* [Task statement]
All of the data must be retyped exactly, with nothing left out.

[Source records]
________________________

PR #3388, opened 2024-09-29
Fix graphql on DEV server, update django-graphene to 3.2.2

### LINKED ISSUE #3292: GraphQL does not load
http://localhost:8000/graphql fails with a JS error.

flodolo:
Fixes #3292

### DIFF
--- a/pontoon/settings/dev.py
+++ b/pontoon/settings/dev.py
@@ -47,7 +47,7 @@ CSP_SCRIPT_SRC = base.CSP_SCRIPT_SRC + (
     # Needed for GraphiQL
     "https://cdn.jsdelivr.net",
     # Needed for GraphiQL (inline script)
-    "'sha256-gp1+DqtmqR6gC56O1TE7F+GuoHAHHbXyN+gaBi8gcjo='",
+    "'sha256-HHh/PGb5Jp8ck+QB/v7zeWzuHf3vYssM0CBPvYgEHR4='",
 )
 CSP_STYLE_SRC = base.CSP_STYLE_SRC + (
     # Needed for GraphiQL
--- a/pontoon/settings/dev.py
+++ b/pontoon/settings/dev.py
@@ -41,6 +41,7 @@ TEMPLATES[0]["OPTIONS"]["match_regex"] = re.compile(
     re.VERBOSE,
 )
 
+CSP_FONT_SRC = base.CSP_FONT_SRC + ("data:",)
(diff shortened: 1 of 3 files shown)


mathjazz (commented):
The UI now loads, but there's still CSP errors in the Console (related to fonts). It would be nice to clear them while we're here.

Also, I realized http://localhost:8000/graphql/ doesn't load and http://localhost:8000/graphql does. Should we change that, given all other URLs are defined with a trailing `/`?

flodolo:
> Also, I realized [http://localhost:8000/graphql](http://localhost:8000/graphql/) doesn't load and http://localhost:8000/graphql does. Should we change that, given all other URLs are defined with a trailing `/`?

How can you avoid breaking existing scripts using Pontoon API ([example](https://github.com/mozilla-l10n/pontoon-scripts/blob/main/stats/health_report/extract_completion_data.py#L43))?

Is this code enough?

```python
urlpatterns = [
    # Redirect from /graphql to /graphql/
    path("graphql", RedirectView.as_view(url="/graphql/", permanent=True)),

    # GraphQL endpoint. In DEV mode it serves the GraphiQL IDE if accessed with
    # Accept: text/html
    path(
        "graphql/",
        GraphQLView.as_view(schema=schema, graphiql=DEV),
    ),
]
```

________________________

* [Result]
PR #3388, opened 2024-09-29
Fix graphql on DEV server, update django-graphene to 3.2.2

### LINKED ISSUE #3292: GraphQL does not load
http://localhost:8000/graphql fails with a JS error.

flodolo:
Fixes #3292

### DIFF
--- a/pontoon/settings/dev.py
+++ b/pontoon/settings/dev.py
@@ -47,7 +47,7 @@ CSP_SCRIPT_SRC = base.CSP_SCRIPT_SRC + (
     # Needed for GraphiQL
     "https://cdn.jsdelivr.net",
     # Needed for GraphiQL (inline script)
-    "'sha256-gp1+DqtmqR6gC56O1TE7F+GuoHAHHbXyN+gaBi8gcjo='",
+    "'sha256-HHh/PGb5Jp8ck+QB/v7zeWzuHf3vYssM0CBPvYgEHR4='",
 )
 CSP_STYLE_SRC = base.CSP_STYLE_SRC + (
     # Needed for GraphiQL
--- a/pontoon/settings/dev.py
+++ b/pontoon/settings/dev.py
@@ -41,6 +41,7 @@ TEMPLATES[0]["OPTIONS"]["match_regex"] = re.compile(
     re.VERBOSE,
 )
 
+CSP_FONT_SRC = base.CSP_FONT_SRC + ("data:",)
(diff shortened: 1 of 3 files shown)


mathjazz (commented):
The UI now loads, but there's still CSP errors in the Console (related to fonts). It would be nice to clear them while we're here.

Also, I realized http://localhost:8000/graphql/ doesn't load and http://localhost:8000/graphql does. Should we change that, given all other URLs are defined with a trailing `/`?

flodolo:
> Also, I realized [http://localhost:8000/graphql](http://localhost:8000/graphql/) doesn't load and http://localhost:8000/graphql does. Should we change that, given all other URLs are defined with a trailing `/`?

How can you avoid breaking existing scripts using Pontoon API ([example](https://github.com/mozilla-l10n/pontoon-scripts/blob/main/stats/health_report/extract_completion_data.py#L43))?

Is this code enough?

```python
urlpatterns = [
    # Redirect from /graphql to /graphql/
    path("graphql", RedirectView.as_view(url="/graphql/", permanent=True)),

    # GraphQL endpoint. In DEV mode it serves the GraphiQL IDE if accessed with
    # Accept: text/html
    path(
        "graphql/",
        GraphQLView.as_view(schema=schema, graphiql=DEV),
    ),
]
```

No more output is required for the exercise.